Research (PI)

Identification of the genomic signatures of climate change in permanent grasslands through resequencing and experimental studies in allochronic populations (Chronos)

The CHRONOS project integrates concepts of ecophysiology, evolution, quantitative genetics and genomics into a novel framework for the study of climate adaptation. The project includes the presentation of an evolution and resequencing (E&R) study on plants carried out in a natural environment (in situ E&R). This E&R study aims to directly assess the adaptation of plants in situ to climate change using a resurrection approach with populations sampled with a high temporal difference (c. a. 50 years). Additionally, it aims to identify adaptive genes associated with both phenotypic responses to climate and phenotypic plasticity in natural plant populations. From a technical point of view, our interdisciplinary approach could establish a new framework for the study of the genomics of adaptation to climate change using allochronic data. We apply this methodological framework to the species Festuca pratensis, a perennial fodder grass of high agronomic value that is dominant in natural and semi-natural grasslands in Europe.
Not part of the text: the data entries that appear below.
PR #2782, opened 2021-01-27
chore: add parent frame context info

straker:
This is a small portion from #2762 that I'm hoping we can isolate to see if it's the thing causing ie11 to fail the frame-title stuff.


straker:
I've re-run the tests a few times now and haven't gotten any errors.

WilcoFiers (approved):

Boosting the genomic adaptation to anthropogenic climate change in a European grassland species (GrassClim)

Grasslands represent the most widespread agricultural land-use over Europe. They are the basic source of feed for livestock and provide essential ecological services. Modern breeding has only taken advantage of a limited part of the potentially useful genetic variations existing in nature. This natural diversity still represents an essential genetic resource for breeding to improve forage production or adaptation to environmental constraints. Grassland species are indeed adapted to their local environment, but there is a risk that local populations will often lack sufficient variation to adapt rapid climatic shifts. I focus on Lolium perenne L. (perennial ryegrass), which is a major grass species naturally distributed over Europe and surroundings. The objectives are: i) to reconstruct the evolutionary history of wild Lolium pernn, and ii) to use landscape genomics and cuantitative gentetics tools to discover genetic variability involved in climatic adaptation in natural populations. The final aim is to identify genomic polymorphisms in perennial ryegrass expected to provide adaptation to future climatic conditions.


Adaptation and evolution of wild alfalfa: a genomic approach (AlfalfaEvolution)

The Eurasian genus Medicago is best known for the perennial species M. sativa (alfalfa). Alfalfa is the world’s oldest, most important, and most intensively studied fodder crop. There is huge promise for extending the importance of alfalfa well beyond its present primary use as a feed for livestock. This species has potential uses in several domains such as:  pharmaceuticals, biodegradable plastics, biofuels, textiles, and human nourishing. Medicago sativa is a polymorphic species with a variation pattern that has been complicated by hybridization and gene flow, mediated naturally or by human forces. The objectives are to characterize wild genetic pools and investigate genomic footprints of adaptation to climate in wild Medigaco sativa and the model species Medicago truncatula. Identification of genes responsible for climatic adaptation could be helpful to develop breeding programs aiming to create new varieties adapted to a changing climate.